In 2008, the European Commission fined a number of banana suppliers as they engaged in bilateral pre-pricing communications, during which they discussed banana price-setting factors, pricing trends or gave indications of quotation prices for the forthcoming week. The Commission considered these information exchanges were liable to influence the market players’ pricing behavior, concerned the fixing of prices and gave rise to a concerted practice having as its object the restriction of competition, thus resulting in a breach of EU competition law. The General Court and, most recently, the Court of Justice, the highest court of the EU judiciary, confirmed these findings.1

Appeal to the Court of Justice

On appeal to the Court of Justice, Dole argued, inter alia, that the exchanges of information did not amount to a “by object” concerted practice, submitting that (i) the pre-pricing communications were not capable of removing uncertainty as to actual prices and (ii) those communications were carried out by employees who were not responsible for setting quotation prices.

In its judgment, the Court of Justice rehearsed the applicable framework for assessing information exchanges under EU competition law:

  • an exchange of information qualifies as a concerted practice and is liable to be incompatible with EU competition law if it reduces or removes the degree of uncertainty between participants as regards their strategy or conduct on the market in question;
  • certain types of information exchanges are so harmful to competition that there is no need to examine their effects. In order to determine whether an exchange of information between competitors is a restriction “by object,” regard must be had to its objective and the economic and legal context in which it occurs. While the parties’ intention may be relied upon, it is not a necessary factor for a “by object” finding. T

The Court of Justice then addressed Dole’s arguments.

It first held that the detailed findings of the General Court showed that bilateral pre-pricing communications were exchanged between Dole and its competitors and that, as part of those communications, the companies discussed their own quotation prices and certain price trends.

It then referred to the General Court’s findings that quotation prices were relevant to the market concerned as (i) market signals, market trends and indications as to the intended development of banana prices could be inferred from those quotation prices, which were important for the banana trade and the prices obtained and (ii) in some cases, the actual prices were directly linked to the quotation prices.

Finally, the Court of Justice pointed out to the General Court’s finding that the Dole employees involved in the pre-pricing communications participated in the company’s internal pricing meetings.

Lessons From Bananas

The Court of Justice’s judgment is short as, on appeal, the Court’s task is limited to examining whether the General Court made an error of law.

This judgment is highly valuable however.
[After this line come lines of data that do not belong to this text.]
Issue #559, opened 2022-02-17
[BUG] Boom Smooth Lighting effect broken


rakohus:
**Describe the bug**
Boom smooth lighting effect broken. 

**Build that the bug occurred in**
Odamex 10

**To Reproduce**
Play mbfedit!.wad. Go inside, first room on the right.

rakohus:
Confirmed fixed in #562. Thanks Blair.

Issue #551, opened 2022-02-13
[BUG] Eviternity Map10 Crashes on Server After Hitting a Switch


rakohus:
**Describe the bug**
Eviternity.wad. Was testing for bug #469 and came across this. Server crashes shortly after switch is hit on the southern end of the map. The switch lowers a floor, then the voodoo doll crosses a line that starts crushers with fast damage. Client seems unaffected.

**Build that the bug occurred in**
Odamex 10. Tested on Windows and Centos 8 servers, so not platform specific.

**Screenshots, NetDemos, & Crash Dumps**
![image](https://user-images.githubusercontent.com/22926877/153744940-3b1a2702-e014-4bd0-b7dd-3dbe4f074206.png)

![image](https://user-images.githubusercontent.com/22926877/153744955-eb52790e-fb09-4288-9821-e9c0aa34394e.png)

[Server Crash Dump - odasrv_g98d97_44300_20220213T081651.zip](https://github.com/odamex/odamex/files/8055180/odasrv_g98d97_44300_20220213T081651.zip)

rakohus:
This bug occurs when `co_blockmapfix` = 1

rakohus:
Confirming fixed in #562. Thanks Blair.

PR #562, opened 2022-02-18
[BUGFIX] Multiple bugfixes

bcahue:
The following GitHub issues are fixed with this pull request:

#559 (MBF Smooth Lighting not working)
#553 (5 minute door crashes on activation)
#551 - This was actually caused by a crusher blowing up a barrel and then damaging an AActor when co_blockmapfix was on. Fixed.

I also fix a bug not listed here, that had to do with generalized sectors that use model sectors, but don't copy sector flags, only reset.

Also a bugfix with perpetual genlifts getting into an invalid state and not activating. Noticeable on boomedit.wad.

Finally, I re-added the side test for ZDoom format maps for use and push line types, so you can no longer activate lifts and such from the opposite side.

### DIFF
--- a/common/p_boomfspec.cpp
+++ b/common/p_boomfspec.cpp
@@ -449,8 +449,7 @@ lineresult_s P_CrossCompatibleSpecialLine(line_t* line, int side, AActor* thing,
 		if (EV_LineTeleport(line, side, thing))
 		{
 			result.lineexecuted = true;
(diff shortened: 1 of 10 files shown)


leximayfield (approved):
LGTM

leximayfield:
The build failures seem to be problems with the CI.

Issue #261, opened 2021-03-29
Allow linking to system JsonCpp and MiniUPnPc libraries


ghost:
Currently the internal jsoncpp and miniupnpc libraries are unconditionally built and statically linked. Respective `USE_INTERNAL_JSONCPP` and `USE_INTERNAL_MINIUPNPC` CMake build options should be implemented to enable users to link against their system-provided libraries.

leximayfield:
I know our version of miniupnpc could probably use some updating, but JsonCpp's modern versions require C++11 and I don't know what that means for API compatibility with our older version that uses C++98.  Are you aware of any compatibility issues with either of these libraries?

ghost:
Gentoo has been linking odamex with the latest version of miniupnpc for some time now with no apparent issues so it can probably be updated with no expected issues. We did encounter trouble when attempting to link with a jsoncpp 1.9.3, so there does appear to be some API difference there; however, jsoncpp 00.11.0 (released last year) was able to link successfully so we can at least update to that for the various bug fixes without worrying about api issues of migrating to the jsoncpp-1.x.x series just yet.

chewi:
I've dealt with miniupnpc and have just had a go at JsonCpp. Surprisingly, I was able to build Odamex against JsonCpp 1.9.5 by just changing `CXX_STANDARD` to `11` instead of `98`. Only the server requires this change, but it works for the client too. So the question is whether you mind bumping the C++ standard at this point. Bear in mind that even the ageing CentOS 7 supports C++11. Otherwise I could make it conditional on `USE_INTERNAL_JSONCPP`, but you may not notice if it breaks later.

leximayfield:
> So the question is whether you mind bumping the C++ standard at this point.

Odamex is currently C++98 for compatibility with retrocomputing targets, most notably the OG Xbox port which has historically been compiled using Visual C++ 2003 and the Microsoft XDK.  There might be a day where we update to C++11, but that day is not going to be anytime soon.

That said, incompatibility with distro libraries has caused issues for us before.  On shorter timescales, we are currently investigating Flatpak as a way of distributing Linux binaries.  At that point, how the distro libraries are configured would be academic for folks who just want to play Odamex on Linux.

PR #569, opened 2022-02-20
Allow building against the system miniupnpc library

chewi:
`USE_INTERNAL_MINIUPNP` defaults to true and ignores `USE_INTERNAL_LIBS` because users are unlikely to have it installed.

Although miniupnpc uses pkg-config, it doesn't add any include paths to the flags because it expects your include directives to include the miniupnpc directory. We should therefore do the same with the internal build so that either can be used.

Bug: https://github.com/odamex/odamex/issues/261

----

Tested on Gentoo Linux with and without the internal miniupnpc.


leximayfield:
I'm going to give a tentative thumbs up but I am more interested in what the CI does.

leximayfield (approved):

Issue #560, opened 2022-02-17
[BUG] Autoaim selection in menu can't switch to "Never"


leximayfield:
**Describe the bug**
Just what it says on the tin - you can't select the "Never" option in autoaim settings.  It just skips over the option.

**Build that the bug occurred in**
10.0

rakohus:
Fixed in #579. Tested and confirmed. Thanks @Ru5tK1ng!

PR #579, opened 2022-02-24
Full autoaim range can now be selected in options. Addresses #560.

Ru5tK1ng:
Fixes ancient autoaim bug (at least 10 years old) and cleans up a 'for' loop for better readability.


leximayfield (approved):
LGTM

PR #587, opened 2022-02-26
[BUGFIX] Fix ZDoom Generalized Secrets

### LINKED ISSUE #586: [BUG] Hexen Format sector action 1024 no longer triggers secrets
**Describe the bug**
Hexen Format sector action 1024 (found through "Generalized Effects" in map editors like Doom Builder/2) no longer triggers secrets, including HUD messages (if enabled) and "Secrets Found" in Intermission Screen tallies. This is a regression from 0.9.5. Other generic sector actions like damage still seem to work. Sector action 8 for Doom Format maps still works.

v10.0.0 g5880b-8048

**To Reproduce**
Walk through any sector with action 1024 in a Hexen format map.

**Expected behavior**
Hexen sector action 1024 should trigger secret alerts and count towards "Secrets Found" in the Intermission.

An attachment with map MAP01 is included.
[SECRETS.zip](https://github.com/odamex/odamex/files/8145416/SECRETS.zip)

bcahue:
Added a condition to check if a player is in a secret sector to fix this, as both map formats have instances where sectors with the SECF_SECRET flag may not also have a damageamount or sector special to trigger `map_format.player_in_special_sector`. Fixes #586 (wad in that bug report works with this pull request.)

### DIFF
--- a/common/p_user.cpp
+++ b/common/p_user.cpp
@@ -932,7 +932,10 @@ void P_PlayerThink (player_t *player)
 	P_MovePlayer (player);
 	P_CalcHeight (player);
 
-	if (player->mo->subsector && (player->mo->subsector->sector->special || player->mo->subsector->sector->damageamount))
+	if (player->mo->subsector &&
+		(player->mo->subsector->sector->special ||
+		player->mo->subsector->sector->damageamount ||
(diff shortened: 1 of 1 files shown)


leximayfield (approved):
It appears the CI issue here is with the build system - not your problem.

Issue #515, opened 2022-01-23
[FEATURE] Remove Demo Bar when HUD is maximized/gone


Xenaero:
**Is your feature request related to a problem? Please describe.**
Requesting demo playback bar be included with the rest of the hud elements removed when the hud is at max size

**Describe the solution you'd like to see**
Demo playback bar vanishes from detection by my eyeballs when I hit the + key a few times

**Describe alternatives you've considered**
Turning off the demo playback bar via a bind and I don't like that solution

**Additional context**
I like making things easier on everyone

rakohus:
PR #589 merged. Thanks @Ru5tK1ng

PR #589, opened 2022-02-26
Demobar is now removed with max screenblocks. Addresses #515.

Ru5tK1ng:
Maxing out the screen size/blocks now removes the demobar during local playback.


leximayfield (approved):
LGTM

Issue #554, opened 2022-02-14
[BUG] If Automap uses custom colors, client crashes


rakohus:
**Describe the bug**
If custom automap colors are enabled, 

**Build that the bug occurred in**
Odamex 10

**To Reproduce**
Turn on Odamex Custom Automap, Open automap

**Expected behavior**
Don't crash

**Screenshots, NetDemos, & Crash Dumps**
Crash dump

[odamex_g5880b_22724_20220214T085339.zip](https://github.com/odamex/odamex/files/8059268/odamex_g5880b_22724_20220214T085339.zip)

Acts19quiz:
I would like to add that turning on the automap overlay also causes a crash as soon as one tries to open the automap.

rakohus:
Confirmed both issues listed are fixed in PR #590.

PR #590, opened 2022-02-27
[BUGFIX] Fix automap crashes

bcahue:
This bugfix _du jour_ fixes bug #554. This was caused by a check for backsector not properly being made, and this would allow the automap loop to fall to a condition that would allow a crash. This is fixed by removing the condition that would always make linedefs without backsectors never ring true.


leximayfield (approved):
LGTM

PR #591, opened 2022-02-27
Allow building against the system FLTK library

chewi:
`USE_INTERNAL_FLTK` defaults to true and ignores `USE_INTERNAL_LIBS` because users are unlikely to have it installed.

Odamex makes of use screen scaling features in FLTK that have not yet been released. This change therefore checks for the `Fl::screen_scale` symbol and skips the associated code if it is absent. In practise, this only affects the size of the dialog window on HiDPI screens. The game window is unaffected.

Tested against FLTK 1.3.5 on Gentoo Linux.


leximayfield:
I decline to merge this PR.

As the person who wrote the boot window for Odamex using FLTK, the intention was always to eventually move on and do more bundled graphical applications and utilities for Odamex in FLTK.  And when I do, I want to write against 1.4 without worrying about using API's too new for 1.3.

leximayfield:
Also, @chewi , if you were planning on trying to do use the system Protobuf library, I'd also have to stop you.  Protobuf 3.5 is the last version that supports C++98 so we can't go higher, and the library is such a vital piece of our netcode and touches (and will touch) so many systems that I would have serious reservations about using anything other than the exact vendored version we have in-tree for all clients and servers.

chewi:
I understand. I wish FLTK would put a release out, but I guess they're still nailing down the API. There was 1.3.8 in November, but it doesn't have the screen scaling bits. I'll revisit this when 1.4 comes along.

I was planning to try Protobuf, but not yet, because their CMake build is currently broken for use in distributions, and you can't use the Autotools build here. They're fixing that up and plan to drop Autotools later. I hear you though, so I'll park this for the foreseeable future.

PR #593, opened 2022-02-27
Allow building against the system JsonCpp library

### LINKED ISSUE #261: Allow linking to system JsonCpp and MiniUPnPc libraries

chewi:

It confirms the findings of the Commission and the General Court: pre pricing communications between businesses, not relating to actual prices but rather to price-setting factors, quotation prices or price trends, can give rise to a concerted practice having an anti-competitive object if they make it possible to reduce the uncertainty for each of the participants as to the foreseeable strategy and conduct of its competitors.

Businesses must ensure that their exchanges of information with – or disclosure of information to – competitors are legitimate under EU competition law. Attention must be paid to the type of information exchanged or disclosed – not just communications on intended future prices or output are caught – but also more broadly to the possibility for the communication to reduce strategic uncertainty.

The fact that the employees involved in the information exchanges have no authority for ultimately deciding upon prices or output has no relevance. As indicated by the General Court, the attribution to a company of an infringement of EU competition law does not require action by the principal managers. Action by a person authorized to act on behalf of the company suffices.